Since our Intelligence Community is a seventeen-agency behemoth with a lot of people churning out a lot of information — remember, they’re not stovepipes, they’re “cylinders of excellence” — sometimes the same information gets reported through different channels at very different levels of classification. This provides an ideal example of showing how sources and methods actually work.
Let’s say that Zendia’s top general officer, Abu Jackson, is deathly ill and may not have long to live. High-ranking people in Washington, DC, care about this because General Jackson is considered a friend of the United States and he has been cooperative regarding hush-hush joint counterterrorism operations in his country.
If his illness is revealed in local press, that will likely be picked up by our Embassy there and probably also by the CIA’s Open Source Center, which translates foreign media. Since this is open press, it’s considered UNCLASSIFIED (though the Embassy may put a Sensitive But Unclassified — SBU, or what the Pentagon calls For Official Use Only or FOUO — stamp on it as a formality). Of course, Zendian press is sensationalist and it’s good not to put much credence in such reports without independent corroboration.
However, if our defense attaché hears whispers that General Jackson is seriously ill through his or her channels, which really amounts to hall gossip inside the Zendian Ministry of Defense, that will be reported by the Defense Intelligence Agency at the CONFIDENTIAL level, SECRET at most.
Meanwhile, if a Central Intelligence Agency case officer learns from a cultivated and validated human source about General Jackson’s illness and possible impending death, that report will flow through Langley with a SECRET//NOFORN stamp on it (unless the Zendian asset is unusually well placed, in which case a TOPSECRET//NOFORN marking and even special compartments could apply).
Let’s say, that same day, the National Security Agency intercepts a phone call between a top Zendian officer, a senior staffer to General Jackson, who tells a counterpart in Dirtbagistan, on what both believe to be a secure line, that his boss is dying of cancer and has three or four months to live. That will be reported by NSA at the TOPSECRET//SCI level since it relies on that Agency’s ability to decipher encrypted Dirtbagistani defense communications, and it will be given a high level of credibility by U.S. decision-makers since it’s “horse’s mouth” testimony.

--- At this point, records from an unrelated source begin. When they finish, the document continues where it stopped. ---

PR #453, opened 2023-12-14
fix(plugin): allow "main" function exports and actually fail the build

mkilpatrick:
The platform allows "main" exports and reads them specifically from the /functions folder (meaning that they shouldn't be defined in functionMetadata.json...only default exports go in there). Since platform allows it, we should too.

Additionally, function errors will now properly fail the build instead of continuing on.

### DIFF
--- a/packages/pages/src/vite-plugin/build/closeBundle/functionMetadata.ts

The salient point is that the essential information — that General Jackson is a seriously unwell man — is identical. How this information was obtained by our intelligence services, the relevant sources and methods, alone determine classification levels.
The fact of General Jackson’s grave illness came from several different sources:
— Foreign press reporting, termed Open Source Intelligence or OSINT;
— Low-level Human Intelligence or HUMINT from DIA;
— High-level HUMINT from CIA;
— High-grade Signals Intelligence or SIGINT from NSA.
This complexity also goes some way to explaining why the Intelligence Community is prone to overclassifying things, for instance labeling press reports that appear in U.S. Government correspondence — as has happened with #EmailGate — as classified. This sounds crazy to outsiders but is commonplace since these are comments by senior officials who are reading classified intelligence in addition to press accounts (insiders term these “reflections”).
The next time a member of the media or a Hillary advocate, few of whom possess any real understanding of intelligence matters, presents these issues brought forth by #EmailGate as simple or straightforward — or, alternately, so complicated that no mere mortal could be expected to understand classification — remember that in fact they are complex yet comprehensible. As I have explained here.